» **Dataset entries**
------------------------

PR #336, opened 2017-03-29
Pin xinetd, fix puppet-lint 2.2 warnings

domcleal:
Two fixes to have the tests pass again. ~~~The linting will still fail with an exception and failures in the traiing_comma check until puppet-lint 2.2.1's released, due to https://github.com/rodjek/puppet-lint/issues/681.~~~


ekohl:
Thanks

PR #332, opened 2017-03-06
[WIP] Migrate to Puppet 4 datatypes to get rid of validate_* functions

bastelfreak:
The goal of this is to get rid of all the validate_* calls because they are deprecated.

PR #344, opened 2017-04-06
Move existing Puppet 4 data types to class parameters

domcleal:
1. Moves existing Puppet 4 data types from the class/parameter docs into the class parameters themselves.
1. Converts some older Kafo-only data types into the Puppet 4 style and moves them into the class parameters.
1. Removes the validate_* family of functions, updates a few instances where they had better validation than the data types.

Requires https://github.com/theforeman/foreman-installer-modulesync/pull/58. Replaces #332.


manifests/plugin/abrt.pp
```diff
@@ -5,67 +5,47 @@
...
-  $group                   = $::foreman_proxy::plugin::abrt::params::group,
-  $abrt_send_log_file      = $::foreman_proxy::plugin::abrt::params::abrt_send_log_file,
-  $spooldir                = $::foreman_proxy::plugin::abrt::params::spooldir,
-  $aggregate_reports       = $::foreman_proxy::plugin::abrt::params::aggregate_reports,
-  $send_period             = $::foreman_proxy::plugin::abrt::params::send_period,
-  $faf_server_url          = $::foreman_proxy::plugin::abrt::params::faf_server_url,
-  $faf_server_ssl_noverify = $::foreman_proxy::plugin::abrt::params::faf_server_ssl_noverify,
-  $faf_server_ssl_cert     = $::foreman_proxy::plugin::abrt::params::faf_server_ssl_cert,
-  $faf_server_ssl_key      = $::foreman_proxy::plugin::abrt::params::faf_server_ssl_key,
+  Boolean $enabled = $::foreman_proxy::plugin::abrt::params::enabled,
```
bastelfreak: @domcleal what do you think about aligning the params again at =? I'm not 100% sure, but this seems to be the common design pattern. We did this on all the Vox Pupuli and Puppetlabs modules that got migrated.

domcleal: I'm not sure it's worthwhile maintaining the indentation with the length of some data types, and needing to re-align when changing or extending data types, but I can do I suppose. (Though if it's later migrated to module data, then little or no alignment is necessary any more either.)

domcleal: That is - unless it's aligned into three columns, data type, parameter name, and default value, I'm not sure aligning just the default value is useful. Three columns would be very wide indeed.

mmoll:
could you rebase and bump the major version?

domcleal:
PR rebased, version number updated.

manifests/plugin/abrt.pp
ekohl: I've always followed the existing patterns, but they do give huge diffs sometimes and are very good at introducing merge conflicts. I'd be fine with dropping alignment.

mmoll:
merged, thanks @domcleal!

------------------------

» **Work order**
All of the records must be repeated exactly.

» **Response box**
PR #336, opened 2017-03-29
Pin xinetd, fix puppet-lint 2.2 warnings

domcleal:
Two fixes to have the tests pass again. ~~~The linting will still fail with an exception and failures in the traiing_comma check until puppet-lint 2.2.1's released, due to https://github.com/rodjek/puppet-lint/issues/681.~~~


ekohl:
Thanks

PR #332, opened 2017-03-06
[WIP] Migrate to Puppet 4 datatypes to get rid of validate_* functions

bastelfreak:
The goal of this is to get rid of all the validate_* calls because they are deprecated.

PR #344, opened 2017-04-06
Move existing Puppet 4 data types to class parameters

domcleal:
1. Moves existing Puppet 4 data types from the class/parameter docs into the class parameters themselves.
1. Converts some older Kafo-only data types into the Puppet 4 style and moves them into the class parameters.
1. Removes the validate_* family of functions, updates a few instances where they had better validation than the data types.

Requires https://github.com/theforeman/foreman-installer-modulesync/pull/58. Replaces #332.


manifests/plugin/abrt.pp
```diff
@@ -5,67 +5,47 @@
...
-  $group                   = $::foreman_proxy::plugin::abrt::params::group,
-  $abrt_send_log_file      = $::foreman_proxy::plugin::abrt::params::abrt_send_log_file,
-  $spooldir                = $::foreman_proxy::plugin::abrt::params::spooldir,
-  $aggregate_reports       = $::foreman_proxy::plugin::abrt::params::aggregate_reports,
-  $send_period             = $::foreman_proxy::plugin::abrt::params::send_period,
-  $faf_server_url          = $::foreman_proxy::plugin::abrt::params::faf_server_url,
-  $faf_server_ssl_noverify = $::foreman_proxy::plugin::abrt::params::faf_server_ssl_noverify,
-  $faf_server_ssl_cert     = $::foreman_proxy::plugin::abrt::params::faf_server_ssl_cert,
-  $faf_server_ssl_key      = $::foreman_proxy::plugin::abrt::params::faf_server_ssl_key,
+  Boolean $enabled = $::foreman_proxy::plugin::abrt::params::enabled,
```
bastelfreak: @domcleal what do you think about aligning the params again at =? I'm not 100% sure, but this seems to be the common design pattern. We did this on all the Vox Pupuli and Puppetlabs modules that got migrated.

domcleal: I'm not sure it's worthwhile maintaining the indentation with the length of some data types, and needing to re-align when changing or extending data types, but I can do I suppose. (Though if it's later migrated to module data, then little or no alignment is necessary any more either.)

domcleal: That is - unless it's aligned into three columns, data type, parameter name, and default value, I'm not sure aligning just the default value is useful. Three columns would be very wide indeed.

mmoll:
could you rebase and bump the major version?

domcleal:
PR rebased, version number updated.

manifests/plugin/abrt.pp
ekohl: I've always followed the existing patterns, but they do give huge diffs sometimes and are very good at introducing merge conflicts. I'd be fine with dropping alignment.

mmoll:
merged, thanks @domcleal!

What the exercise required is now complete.